§ DATASET RECORDS
PR #995, opened 2025-04-03
Use Access.get/3 for boolean configuration helpers

jeffkreeftmeijer:
Previously, functions like minutely_probes_enabled?/0 used Map.get/3 to get values from the configuration. In some situations, the configuration is a keyword list. By using Access.get/3 both versions are supported.

### DIFF
--- a/.changesets/allow-keyword-list-configurations.md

§ WHAT YOU NEED TO DO
Provide only the count of lines in the material above that hold the word "list".

§ EXERCISE ANSWER
2